The authors declare no competing interests.
Peer review information Nature thanks Kristin Jaeger, Georgia Papacharalampous and the other, anonymous, reviewer(s) for their contribution to the peer review of this work. Peer reviewer reports are available.
Publisher’s note Springer Nature remains neutral with regard to jurisdictional claims in published maps and institutional affiliations.
Extended data figures and tables
Extended Data Fig. 1 Global prevalence of IRES with at least one zero-flow month per year on average.

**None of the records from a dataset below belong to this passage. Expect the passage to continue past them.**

PR #4326, opened 2025-01-22
option: make Option.none and Option.some return Some<T> and None<T>

coffeeispower:
## Type

- [ ] Refactor
- [ ] Feature
- [x] Bug Fix
- [ ] Optimization
- [ ] Documentation Update

## Description

I was trying to use Option in a union where it is expected to be Some in some situations and None in others:

```ts
export interface AnonymousAuthenticationResult {
  readonly kind: 'anonymous';
  readonly user: None<User.User>;
  readonly session: None<Session.Session>;
  readonly workspace: None<Workspace.Workspace>;
}
export interface UserAuthenticationResult {
  readonly kind: 'user';
  readonly user: Some<User.User>;
  readonly session: Some<Session.Session>;
  readonly workspace: Option.Option<Workspace.Workspace>;
}
export interface WorkspaceAuthenticationResult {
  readonly kind: 'workspace';
  readonly user: None<User.User>;
  readonly session: None<Session.Session>;
  readonly workspace: Some<Workspace.Workspace>;
}
export type AuthenticationResult =
  | UserAuthenticationResult
  | WorkspaceAuthenticationResult
  | AnonymousAuthenticationResult;
```

However, since `Option.some` and `Option.none` return `Option<T>`, it becomes non-ergonomic to create these structures, since you have to cast manually to `Some` or `None`

```ts
const authResult: AuthenticationResult = {
  kind: "workspace",
  user: Option.none() as None<User.User>,
  session: Option.none() as None<Session.Session>,
  workspace: Option.some(workspace) as Some<Workspace.Workspace>
};
```

which doesn't make any sense because it is expected that `Option.some` always returns `Some`, and `Option.none` always returns `None`

### DIFF
--- a/packages/effect/src/Option.ts
+++ b/packages/effect/src/Option.ts
@@ -107,7 +107,7 @@ export interface OptionTypeLambda extends TypeLambda {
  * @category constructors
  * @since 2.0.0
  */
-export const none => option.none <A = never>(): None<A>
+export const none = option.none as <A = never>() => None<A>
 
 /**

a, Distribution of global climate zones used in this study. Data provided by Global Environmental Stratification (GEnS)32. b, Predicted probability of river flow intermittence, defined as at least one zero-flow month (30 days) per year on average, across the global river and stream network27. The median probability threshold of 0.5 was used to determine the binary flow intermittence class for each reach. c, Global prevalence of IRES with at least one zero-flow month (30 days) per year on average, across climate zones and streamflow size classes (based on long-term average naturalized discharge). Note that in regions with sparse training data, the model results can differ substantially from the results shown in Table 1, as the underlying random forest and extrapolation models were developed independently. No stations were available in climate zones Arctic 1 and Arctic 2, and few stations were available in ‘Extremely cold and wet’ (1 and 2) and in ‘Extremely hot and arid’ climates (together representing 3% of global river and stream length). Rows are sorted in the same order as in Table 1, and the same footnotes as in Table 1 apply. Mapping software: ArcMap (ESRI).

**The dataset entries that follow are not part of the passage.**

PR #4342, opened 2025-01-25
Add `Effect.whenLogLevel`

indietyp:
## Type

- [ ] Refactor
- [x] Feature
- [ ] Bug Fix
- [ ] Optimization
- [ ] Documentation Update

## Description

This is the result from the following Discord discussion: https://discord.com/channels/795981131316985866/1332442902629978132, it implements a new function `Effect.whenLogLevel`, for which the specified effect is only executed whenever the log level is enabled.

I am unsure if the return type here is okay, currently it permits the effect to return a value, and wrap the return value in `Option.Option`. The other possibility would be to simply say the return must be (like for `Effect.tap`) to be `void`. I could imagine scenarios in which it could be helpful to get the return value, but also feel like that it could be abused in a sense, 95% of usecases would likely just `yield*` without considering the return value (but one could for example use the return value to determine if other diagnostics should be generated, etc.)

## Related

- Discord discussion: https://discord.com/channels/795981131316985866/1332442902629978132
- Related Rust feature: https://docs.rs/tracing/latest/tracing/macro.enabled.html

### DIFF
--- a/packages/effect/src/internal/core-effect.ts
+++ b/packages/effect/src/internal/core-effect.ts
@@ -950,8 +950,13 @@ export const logAnnotations: Effect.Effect<HashMap.HashMap<string, unknown>> = c
 
 /** @internal */
 export const whenLogLevel = dual<
-  (level: LogLevel.LogLevel | LogLevel.Literal) => <A, E, R>(effect: Effect.Effect<A, E, R>) => Effect.Effect<Option.Option<A>, E, R>,
-  <A, E, R>(effect: Effect.Effect<A, E, R>, level: LogLevel.LogLevel | LogLevel.Literal) => Effect.Effect<Option.Option<A>, E, R>
+  (
+    level: LogLevel.LogLevel | LogLevel.Literal
+  ) => <A, E, R>(effect: Effect.Effect<A, E, R>) => Effect.Effect<Option.Option<A>, E, R>,
+  <A, E, R>(
+    effect: Effect.Effect<A, E, R>,
+    level: LogLevel.LogLevel | LogLevel.Literal
+  ) => Effect.Effect<Option.Option<A>, E, R>
 >(2, (effect, level) => {
   const requiredLogLevel = typeof level === "string" ? LogLevel.fromLiteral(level) : level
 
--- a/packages/effect/src/internal/core-effect.ts
+++ b/packages/effect/src/internal/core-effect.ts
@@ -35,7 +35,6 @@ import * as core from "./core.js"
 import * as defaultServices from "./defaultServices.js"
 import * as doNotation from "./doNotation.js"
 import * as fiberRefsPatch from "./fiberRefs/patch.js"
-import * as fiberRuntime from "./fiberRuntime.js"
 import type { FiberRuntime } from "./fiberRuntime.js"
 import * as metricLabel from "./metric/label.js"
 import * as runtimeFlags from "./runtimeFlags.js"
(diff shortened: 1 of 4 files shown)


packages/effect/src/internal/core-effect.ts
```diff
@@ -948,6 +948,20 @@ export const logAnnotations: Effect.Effect<HashMap.HashMap<string, unknown>> = c
     core.currentLogAnnotations
   )
 
+/** @internal */
+export const whenLogLevel = dual<
+  (level: LogLevel.LogLevel) => <A, E, R>(effect: Effect.Effect<A, E, R>) => Effect.Effect<Option.Option<A>, E, R>,
+  <A, E, R>(effect: Effect.Effect<A, E, R>, level: LogLevel.LogLevel) => Effect.Effect<Option.Option<A>, E, R>
+>(2, (effect, level) => {
+  return core.withFiberRuntime((fiberState) => {
+    const currentLogLevel = FiberRef.currentMinimumLogLevel.pipe(fiberState.getFiberRef)
```
tim-smart, line 957: No need for the .pipe here

packages/effect/src/internal/core-effect.ts
```diff
@@ -948,6 +948,20 @@ export const logAnnotations: Effect.Effect<HashMap.HashMap<string, unknown>> = c
     core.currentLogAnnotations
   )
 
+/** @internal */
+export const whenLogLevel = dual<
+  (level: LogLevel.LogLevel) => <A, E, R>(effect: Effect.Effect<A, E, R>) => Effect.Effect<Option.Option<A>, E, R>,
```
tim-smart, line 953: I think we should support passing a string literal too.

tim-smart (changes requested):

packages/effect/src/internal/core-effect.ts
indietyp: fixed in [1dce660](https://github.com/Effect-TS/effect/pull/4342/commits/1dce6600254f45c64ae02f018aa704622dc416c4), I've also taken care of aligning the code used to filter with the one used in `FiberRuntime.log` just to keep it consistent (e.g. moving from `LogLevel.lessThanEqual` to `LogLevel.greaterThan` and doing an early return.

packages/effect/src/internal/core-effect.ts
indietyp: added in [1dce660](https://github.com/Effect-TS/effect/pull/4342/commits/1dce6600254f45c64ae02f018aa704622dc416c4)

packages/effect/src/internal/core-effect.ts
```diff
@@ -948,6 +948,30 @@ export const logAnnotations: Effect.Effect<HashMap.HashMap<string, unknown>> = c
...
+  ) => <A, E, R>(effect: Effect.Effect<A, E, R>) => Effect.Effect<Option.Option<A>, E, R>,
+  <A, E, R>(
+    effect: Effect.Effect<A, E, R>,
+    level: LogLevel.LogLevel | LogLevel.Literal
+  ) => Effect.Effect<Option.Option<A>, E, R>
+>(2, (effect, level) => {
+  const requiredLogLevel = typeof level === "string" ? LogLevel.fromLiteral(level) : level
+
+  return core.withFiberRuntime((fiberState) => {
+    const minimumLogLevel = fiberState.getFiberRef(FiberRef.currentMinimumLogLevel)
```
tim-smart, line 964:
```suggestion
    const minimumLogLevel = fiberState.getFiberRef(fiberRuntime.currentMinimumLogLevel)
```

Will need to use the internal API here

tim-smart (changes requested):

tim-smart:
Hmm will need to move the implementation into the fiberRuntime file to prevent the circular dependency.

indietyp:
> Hmm will need to move the implementation into the fiberRuntime file to prevent the circular dependency.

this should be resolved in [474f51c](https://github.com/Effect-TS/effect/pull/4342/commits/474f51ce0c8ae20e41c9e87c13152cb9513dd8e8). I've also fixed the external API to allow for literals in [8a1f47d](https://github.com/Effect-TS/effect/pull/4342/commits/8a1f47d42ac880fd1acde15b040858305d15d90a).

tim-smart (approved):
🚀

a, Maps of spatially cross-validated predictive accuracy of flow intermittence for streamflow gauging stations. See Supplementary Fig. 3 for the distribution of spatial cross-validation folds and details on the cross-validation procedure. The classification errors shown here are not necessarily present in the final predictions but illustrate the ability of the model to predict the flow intermittence class for each region if that region was excluded from the training set. For instance, it shows that the model would be unable to predict the presence of IRES in western France and northern Spain (inset ii, dark red dots), or in western India (inset iii) without training stations in these regions. b–e, Intermittence prediction residuals versus gauging station characteristics and environmental variables. The mean intermittence prediction residual (IPR) is the difference between the average predicted probability of flow intermittence (across three cross-validation folds and two repetitions) and the observed flow intermittence of the gauging station (1 = non-perennial, 0 = perennial). Overall, prediction errors and uncertainties decrease with an increase in the number of recorded years by gauging stations as well as the drainage area and the degree of flow intermittence (average annual number of zero-flow days and flow cessation events) of the corresponding reaches. Mapping software: ArcMap (ESRI).

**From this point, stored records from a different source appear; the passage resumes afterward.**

PR #4343, opened 2025-01-26
add ISO8601 duration formatting

### LINKED ISSUE #4319: Support ISO-8601 format for `Duration`

We support ISO formatting for `DateTime`. It would make sense to also support the same for `Duration`.

Support https://en.wikipedia.org/wiki/ISO_8601#Durations

_No response_

fubhy:
Should we add this? If so, I'd add a parser implementation too. The spec isn't clear on how to deal with months and years but I left them out anyways for now which is in line with our existing Duration implementation which also doesn't handle those.

Closes #4319


mikearnaldi:
I can't think of an argument against imho

fubhy:
> I can't think of an argument against imho

Alright, let's do it then!

gcanti (approved):

PR #3889, opened 2024-11-04
`URL` and `URLFromSelf` schemas

KhraksMamtsov:
## Type

- [ ] Refactor
- [x] Feature
- [ ] Bug Fix
- [ ] Optimization
- [ ] Documentation Update

## Related

- Related Issue #
- Closes #

PR #4346, opened 2025-01-27
Updated zod to schema comparison: added mention of Schema.URL

nikelborm:
## Type

- [ ] Refactor
- [ ] Feature
- [ ] Bug Fix
- [ ] Optimization
- [x] Documentation Update

## Description

`schema/comparisons.md` said that there is no alternative in `Effect` to `zod`'s `z.string().url()`, while @KhraksMamtsov added support in #3889

### DIFF
--- a/schema/comparisons.md
+++ b/schema/comparisons.md
@@ -221,7 +221,7 @@ S.String.pipe(S.maxLength(5))
 S.String.pipe(S.minLength(5))
 S.String.pipe(S.length(5))
 // S.string().email() // No equivalent
-// S.string().url() // No equivalent
+S.URL
 // S.string().emoji() // No equivalent
 S.UUID
 // S.string().nanoid() // No equivalent


schema/comparisons.md
```diff
@@ -221,7 +221,7 @@ S.String.pipe(S.maxLength(5))
 S.String.pipe(S.minLength(5))
 S.String.pipe(S.length(5))
 // S.string().email() // No equivalent
-// S.string().url() // No equivalent
+S.URL
```
gcanti, line 224: AFAIK `S.URL` is not equivalent, `z.string().url()` just validates a string:

```ts
import z from "zod"

console.log(typeof z.string().url().parse("https://example.com"))
// string
```

nikelborm: `Schema.Date` is also not an exact equivalent, but this fact didn't prevent it from being mentioned as an equivalent a few lines later: 
<details>
<summary><a href="https://github.com/nikelborm/effect/blob/999a5f60244fb80789d7021290cf6783cd975869/schema/comparisons.md#L286-L307">schema/comparisons.md L286-L307</a></summary>

### Dates

Zod

```ts
const date = z.string().date()

date.parse("2020-01-01") // pass
date.parse("2020-1-1") // fail
date.parse("2020-01-32") // fail
```

Schema

```ts
import { Schema as S } from "effect"

S.decodeUnknownSync(S.Date)("2020-01-01") // pass
S.decodeUnknownSync(S.Date)("2020-1-1") // pass
S.decodeUnknownSync(S.Date)("2020-01-32") // fail
```

---

</details>

```js
import z from 'zod';

console.log(typeof z.string().date().parse('2020-01-01'));
// string

console.log(typeof Schema.decodeUnknownSync(Schema.Date)('2020-01-01'));
// object
```

And I think that's fine that they're not exactly equivalent and still mentioned because there's a value in it. When I first saw that there's no equivalent of URL validation, I was really confused, spent time reimplementing `Schema.URL` and only after I was done, I noticed it actually exists and I created absolutely the same thing.

gcanti: it doesn't claim that they are equivalent, it shows what can be used in `Schema` when the input is a string. However, without proper description, that section is confusing and should be reorganized. Furthermore, since these docs were written, some things have changed (e.g., `Schema.URL` didn’t exist at the time). IMO, the entire document needs to be refactored

nikelborm: I assumed it claimed they were equivalent because it didn't claim otherwise. In cases where they're not equivalent, it was stated as:
```
### Times

No equivalent.

### IP addresses

No equivalent.
```

gcanti: yes, that's not your fault, the document needs to be restructured, it's currently confusing

nikelborm:
Thank you @gcanti ☺️❤️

Extended Data Fig. 3 Comparing global predictions to national maps of IRES in the USA and Australia.
Comparison of a, the US National Hydrography Dataset (NHDPlus, medium resolution) and d, the Australian hydrological geospatial fabric, with our model predictions based on two thresholds of flow intermittence, either ≥1 zero-flow day per year (b, e), or ≥1 zero-flow month (30 days) per year (c, f), on average. Only rivers and streams with MAF ≥ 0.1 m3 s−1 are shown for the USA (a–c) and with drainage area ≥10 km2 for Australia (d–f). The US reference dataset portrays 19–22% of the length of rivers and streams as non-perennial, depending on whether reaches without flow intermittence status are assumed to be perennial or removed; our estimates range from 51% (≥1 zero-flow day per year) to 36% (≥1 zero-flow month per year). We hypothesize that the remaining gap in IRES prevalence is attributable to a tendency of our model to overpredict intermittence across the eastern USA and an under-accounting of intermittence in medium to large rivers by the national dataset. The Australian reference dataset portrays 91% of the length of rivers and streams as non-perennial; our estimates range from 95% (≥1 zero-flow day per year) to 92% (≥1 zero-flow month per year). See Extended Data Fig. 7b for data sources. Mapping software: ArcMap (ESRI).
Extended Data Fig. 4 Comparing global predictions to national maps of IRES in Brazil, Argentina, and France.
Comparison of a, the continuous cartographic base of Brazil (BC250), d, the Argentinian hydrographic network, and g, model predictions for France from Snelder et al.21, with our model predictions based on two thresholds of flow intermittence, either ≥1 zero-flow day per year (b, e, h) or ≥1 zero-flow month (30 days) per year (c, f), on average. In a and d, only first-order streams (determined through network analysis) are visually differentiated (finer, semi-transparent lines), owing to the lack of a watercourse-size attribute in the Brazilian and Argentinian datasets. In b, c, e–h, only rivers and streams with MAF ≥ 0.1 m3 s−1 are shown. Snelder et al.21 predict that 17% of the length of rivers and streams in France are non-perennial. We predict that 14% are non-perennial. This slight divergence may be partly driven by the difference in definition of flow intermittence: Snelder et al.21 classified stations with ≥1 zero-flow day in the streamflow record as IRES whereas we used a threshold of 1 zero-flow day per year across the streamflow record. See Extended Data Fig. 7b for data sources. Mapping software: ArcMap (ESRI).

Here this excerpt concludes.